#### [What to produce]
Scan the entries below and extract each line with the word "that" in it.

#### [Data records]
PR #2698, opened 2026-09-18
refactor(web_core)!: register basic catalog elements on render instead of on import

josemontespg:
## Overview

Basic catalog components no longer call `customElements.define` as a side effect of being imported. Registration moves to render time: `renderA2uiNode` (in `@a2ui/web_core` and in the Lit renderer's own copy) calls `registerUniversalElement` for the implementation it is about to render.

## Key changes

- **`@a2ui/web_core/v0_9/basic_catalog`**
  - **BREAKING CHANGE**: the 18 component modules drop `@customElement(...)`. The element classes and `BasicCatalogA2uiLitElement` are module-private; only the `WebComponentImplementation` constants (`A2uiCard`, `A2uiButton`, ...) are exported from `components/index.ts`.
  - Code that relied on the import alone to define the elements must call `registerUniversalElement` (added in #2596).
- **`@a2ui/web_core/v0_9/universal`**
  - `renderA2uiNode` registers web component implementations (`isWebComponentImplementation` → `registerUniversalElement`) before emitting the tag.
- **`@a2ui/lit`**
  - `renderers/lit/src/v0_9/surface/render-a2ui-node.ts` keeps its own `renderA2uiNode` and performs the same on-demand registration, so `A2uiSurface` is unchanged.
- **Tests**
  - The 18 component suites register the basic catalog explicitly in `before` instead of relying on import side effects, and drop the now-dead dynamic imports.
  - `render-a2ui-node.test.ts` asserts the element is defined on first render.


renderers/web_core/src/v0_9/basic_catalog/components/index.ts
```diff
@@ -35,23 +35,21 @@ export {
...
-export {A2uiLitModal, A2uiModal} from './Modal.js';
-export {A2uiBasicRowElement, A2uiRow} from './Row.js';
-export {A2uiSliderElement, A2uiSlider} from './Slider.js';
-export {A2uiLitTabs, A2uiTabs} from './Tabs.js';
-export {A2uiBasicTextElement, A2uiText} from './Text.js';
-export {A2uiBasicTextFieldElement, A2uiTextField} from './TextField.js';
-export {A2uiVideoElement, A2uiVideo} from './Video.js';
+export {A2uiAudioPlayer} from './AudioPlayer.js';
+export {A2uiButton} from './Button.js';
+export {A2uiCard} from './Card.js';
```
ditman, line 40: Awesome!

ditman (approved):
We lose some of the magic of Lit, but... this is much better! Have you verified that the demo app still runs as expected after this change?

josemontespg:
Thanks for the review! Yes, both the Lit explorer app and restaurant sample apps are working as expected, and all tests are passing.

#### [Output of the exercise]
  - Code that relied on the import alone to define the elements must call `registerUniversalElement` (added in #2596).
We lose some of the magic of Lit, but... this is much better! Have you verified that the demo app still runs as expected after this change?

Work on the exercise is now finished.